Потом решил выпить Акварель, а там — будь что будет. Ему показалось, что Акварель пахнет осенним грибным лесом. Пустой пузырёк полетел в форточку.

«И почему это люди не летают? » — вдруг подумал Коля.

Он и не заметил, как открыл окно и встал на подоконник. Долго смотрел на Смольный собор.

«Странно, — подумал Значков-младший, — стоит сделать один маленький шаг, и никакими силами не остановить падение. Тут всё так надёжно, крепкий подоконник, прочные стены… Всего один маленький шаг…»

Он в кино видел, что земля приближается именно таким образом. Заворачивается по спирали в воронку, потом в точку. Какие-то люди разевают внизу удивлённые варежки. И краски проносятся со свистом, как будто щёлкает хлыст.

* * *

Значков в последний раз сверил цифры в юридической части доклада, где подробно писал о голландском опыте. Чётко разграничив лёгкие наркотики и сильнодействующие препараты, голландцы добились заметного результата. Чернушников, садящихся на тяжёлую наркоту, в Нидерландах полтора человека на тысячу жителей. В два раза меньше, чем в Италии и во Франции. В три раза меньше, чем в Швейцарии. Да и доступную траву в Голландии курят время от времени только четыре процента населения. А в Америке, например, семь. Когда плод доступен, он остаётся сладким только для того, кому действительно нужен…

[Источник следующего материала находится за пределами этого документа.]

PR #2764, opened 2022-09-16
Fix: Remove balance check from EstimateSwap

mattverse:
Closes: #2337 

EstimateSwap currently checks the balance of the query sender, not because it actually moves the assets on an actual swap, but beacuse it uses the same API with the actual multi swaps that happen. 

This PR separates out the API needed for the estimation so that it does not check balance of the query sender. 

(Special thanks to @vuong177 the original author of this PR!)

## Brief Changelog

- Remove balance check from `EstimateSwap`

## Testing and Verifying
This change added tests. 

  - Is a relevant changelog entry added to the `Unreleased` section in `CHANGELOG.mxd`? yes


mattverse:
Go Test CI is failing rn because we need a new wasm reflect binary

wasmbinding/message_plugin.go
```diff
@@ -218,50 +218,22 @@ func PerformSwap(keeper *gammkeeper.Keeper, ctx sdk.Context, contractAddr sdk.Ac
...
-			return nil, wasmvmtypes.InvalidRequest{Err: "gamm perform swap negative amount in"}
-		}
-		tokenIn := sdk.Coin{
-			Denom:  swap.First.DenomIn,
-			Amount: swap.Amount.ExactIn.Input,
+		routes, tokenIn, tokenOutMinAmount, err := getSwapExactAmountInParams(swap)
+		if err != nil {
+			return nil, err
 		}
-		tokenOutMinAmount := swap.Amount.ExactIn.MinOutput
```
ValarDragon, line 238: Confirmed this is just a move

wasmbinding/message_plugin.go
```diff
@@ -218,50 +218,22 @@ func PerformSwap(keeper *gammkeeper.Keeper, ctx sdk.Context, contractAddr sdk.Ac
...
-			})
-			output = step.DenomOut
-		}
-		tokenInMaxAmount := swap.Amount.ExactOut.MaxInput
-		if swap.Amount.ExactOut.Output.IsNegative() {
-			return nil, wasmvmtypes.InvalidRequest{Err: "gamm perform swap negative amount out"}
-		}
-		tokenOut := sdk.Coin{
-			Denom:  output,
-			Amount: swap.Amount.ExactOut.Output,
```
ValarDragon, line 263: confirmed just a move

ValarDragon (commented):
Reviewed all of the wasmbinding and proto changes, looks great to me! Reviewing keeper logic now

x/gamm/keeper/estimate_swap.go
```diff
@@ -0,0 +1,256 @@
...
+		return pool, sdk.Coin{}, errors.New("cannot trade same denomination in and out")
+	}
+
+	poolOutBal := pool.GetTotalPoolLiquidity(ctx).AmountOf(tokenOut.Denom)
+	if tokenOut.Amount.GTE(poolOutBal) {
+		return pool, sdk.Coin{}, sdkerrors.Wrapf(types.ErrTooManyTokensOut,
+			"can't get more tokens out than there are tokens in the pool")
+	}
+
+	tokenIn, err = pool.SwapInAmtGivenOut(ctx, sdk.Coins{tokenOut}, tokenInDenom, swapFee)
```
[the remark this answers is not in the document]
ValarDragon: Oh hrm, this isn't so simple.

Ok I think the current method is actually better. Where the thinking is "this state may be  altered, but its up to the caller to ensure this updated state does not get saved (e.g. is in a cache ctx)"

The alternative to get code-reuse would be a deeper refactor, which does seem a bit inadvisable for this PR / release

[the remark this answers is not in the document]
mattverse: yeah exactly!

ValarDragon:
(Had a call to rename the internal `estimate` methods to better indicate that they can really change state, and move `cacheCtx` from query into the go API for public Estimate methods

x/gamm/keeper/estimate_swap.go
```diff
@@ -188,68 +154,11 @@ func (k Keeper) EstimateSwapExactAmountOut(
...
-		return pool, sdk.Coin{}, sdkerrors.Wrapf(types.ErrLimitMaxAmount, "Swap requires %s, which is greater than the amount %s", tokenIn, tokenInMaxAmount)
-	}
-
-	return pool, tokenIn, nil
-}
-
-// estimateUpdatePoolForSwap updates the pool balance.
-// This method does not include emitting hooks or sending the actual asset from
-// the sender to the pool or vice versa, as this is designed to be used by query methods.
-func (k Keeper) estimateUpdatePoolForSwap(
```
mattverse: changed to method `updatePoolForSwap` in swap.go, as this should also not be an estimating method

wasmbinding/queries.go
```diff
@@ -95,19 +95,48 @@ func (qp QueryPlugin) EstimateSwap(ctx sdk.Context, estimateSwap *bindings.Estim
...
 		return nil, wasmvmtypes.InvalidRequest{Err: "gamm estimate swap empty swap"}
 	}
 
-	estimate, err := PerformSwap(qp.gammKeeper, ctx, senderAddr, estimateSwap.ToSwapMsg())
+	subCtx, _ := ctx.CacheContext()
+	estimate, err := EstimatePerformSwap(qp.gammKeeper, subCtx, estimateSwap.ToSwapMsg())
 	return estimate, err
 }
 
+// EstimatePerformSwap can be used to query
```
p0mvn, line 108: nit: unfinished sentence

x/gamm/keeper/grpc_query_test.go
```diff
@@ -283,3 +283,124 @@ func (suite *KeeperTestSuite) TestQueryBalancerPoolSpotPrice() {
...
+	poolID := suite.PrepareBalancerPool()
+
+	testCases := []struct {
+		name      string
+		req       *types.QuerySwapExactAmountInRequest
+		expectErr bool
+		result    sdk.Int
+	}{
+		{
+			name: "multi route",
```
p0mvn, line 298: non-blocking comment / feel free to make an issue if you agree: only testing happy path here, we might want to test error cases as well

x/gamm/keeper/estimate_swap.go
```diff
@@ -0,0 +1,164 @@
...
+
+import (
+	sdk "github.com/cosmos/cosmos-sdk/types"
+
+	"github.com/osmosis-labs/osmosis/v12/x/gamm/types"
+)
+
+// EstimateMultihopSwapExactAmountIn iterates `EstimateSwapExactAmountIn` and returns
+// the total token out given route for multihop.
+func (k Keeper) EstimateMultihopSwapExactAmountIn(
```
p0mvn, line 11: There seems to be a lot of code copied over from non-estimate versions of this method. I'm wondering if it's possible to generalize this somehow so that we are not repeating so much boilerplate.

x/gamm/keeper/swap.go
```diff
@@ -45,35 +45,59 @@ func (k Keeper) swapExactAmountIn(
...
+	ctx sdk.Context,
+	pool types.PoolI,
+	tokenIn sdk.Coin,
+	tokenOutDenom string,
+	tokenOutMinAmount sdk.Int,
+	swapFee sdk.Dec,
+) (updatedPool types.PoolI, tokenOut sdk.Coin, err error) {
 	if tokenIn.Denom == tokenOutDenom {
-		return sdk.Int{}, errors.New("cannot trade same denomination in and out")
+		return pool, sdk.Coin{}, errors.New("cannot trade same denomination in and out")
```
p0mvn, line 79:
```suggestion
		return nil, sdk.Coin{}, errors.New("cannot trade same denomination in and out")
```

x/gamm/keeper/swap.go
```diff
@@ -45,35 +45,59 @@ func (k Keeper) swapExactAmountIn(
...
 	}
 	tokensIn := sdk.Coins{tokenIn}
 
 	// Executes the swap in the pool and stores the output. Updates pool assets but
 	// does not actually transfer any tokens to or from the pool.
 	tokenOutCoin, err := pool.SwapOutAmtGivenIn(ctx, tokensIn, tokenOutDenom, swapFee)
 	if err != nil {
-		return sdk.Int{}, err
+		return pool, sdk.Coin{}, err
```
p0mvn, line 87:
```suggestion
		return nil, sdk.Coin{}, err
```

x/gamm/keeper/swap.go
```diff
@@ -45,35 +45,59 @@ func (k Keeper) swapExactAmountIn(
...
 	}
 
-	tokenOutAmount = tokenOutCoin.Amount
+	tokenOutAmount := tokenOutCoin.Amount
 
 	if !tokenOutAmount.IsPositive() {
-		return sdk.Int{}, sdkerrors.Wrapf(types.ErrInvalidMathApprox, "token amount must be positive")
+		return pool, sdk.Coin{}, sdkerrors.Wrapf(types.ErrInvalidMathApprox, "token amount must be positive")
```
p0mvn, line 93:
```suggestion
		return nil, sdk.Coin{}, sdkerrors.Wrapf(types.ErrInvalidMathApprox, "token amount must be positive")
```

x/gamm/keeper/swap.go
```diff
@@ -45,35 +45,59 @@ func (k Keeper) swapExactAmountIn(
...
+// and potentially mutates state. It does not save the new pool struct, or do token transfers.
+// Returns the altered pool after swap, and the token out when swapped.
+func (k Keeper) swapExactAmountInNoTokenSend(
+	ctx sdk.Context,
+	pool types.PoolI,
+	tokenIn sdk.Coin,
+	tokenOutDenom string,
+	tokenOutMinAmount sdk.Int,
+	swapFee sdk.Dec,
+) (updatedPool types.PoolI, tokenOut sdk.Coin, err error) {
```
p0mvn, line 77: Do we even need to return `updatedPool` here? `pool` is a pointer so it should be mutated if that's desired

x/gamm/keeper/swap.go
```diff
@@ -105,44 +129,66 @@ func (k Keeper) swapExactAmountOut(
...
+// and potentially mutates state. It does not save the new pool struct, or do token transfers.
+// Returns the altered pool after swap, and the token in when swapped.
+func (k Keeper) swapExactAmountOutNoTokenSend(
+	ctx sdk.Context,
+	pool types.PoolI,
+	tokenInDenom string,
+	tokenInMaxAmount sdk.Int,
+	tokenOut sdk.Coin,
+	swapFee sdk.Dec,
+) (updatedPool types.PoolI, tokenIn sdk.Coin, err error) {
```
p0mvn, line 160: Same question about `updatedPool`

x/gamm/keeper/swap.go
```diff
@@ -105,44 +129,66 @@ func (k Keeper) swapExactAmountOut(
...
 	if tokenInDenom == tokenOut.Denom {
-		return sdk.Int{}, errors.New("cannot trade same denomination in and out")
+		return pool, sdk.Coin{}, errors.New("cannot trade same denomination in and out")
```
p0mvn, line 162: We should also consider returning `nil` in all error cases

Значков по случаю рассказал свои основные идеи председателю ФСБ Барышеву, которого недавно назначили по совместительству вице-премьером и всё чаще прочили в преемники Президента. О Барышеве ходили слухи как о человеке очень жёстком и даже жестоком, но честном и, главное, прагматичном. В поисках сил, которым легализация травы была бы экономически выгодна, Значков понял, что нужно выходить на правительство.

Идея легализации марихуаны очень развеселила чиновника.

— А… Анашу разрешить… Отлично… — Барышев чуть заметно улыбнулся уголками губ, — Завтра вице-премьер объявляет, что надо легализовать анашу…

Потом Барышев навострил карандаш и придвинул к себе лист бумаги.

— Какой, говорите, годовой оборот марихуаны в Америке?

— Пятьдесят два миллиарда долларов в год.

Барышев внимательно посмотрел в глаза Значкову, но ничего не сказал. Ждал продолжения. Значков начал говорить…

От вице-премьера Значков вышел с несколько двусмысленным впечатлением. Барышев чётко дал понять, что никакой официальной поддержки в ближайшее время от него не будет. Но обещал хорошо подумать и проконсультироваться с бизнесменами. Рынок, сулящий такие атомные денежки, не мог, по его убеждению, оставаться вне контроля государства. «Будем работать», — обещал он Значкову.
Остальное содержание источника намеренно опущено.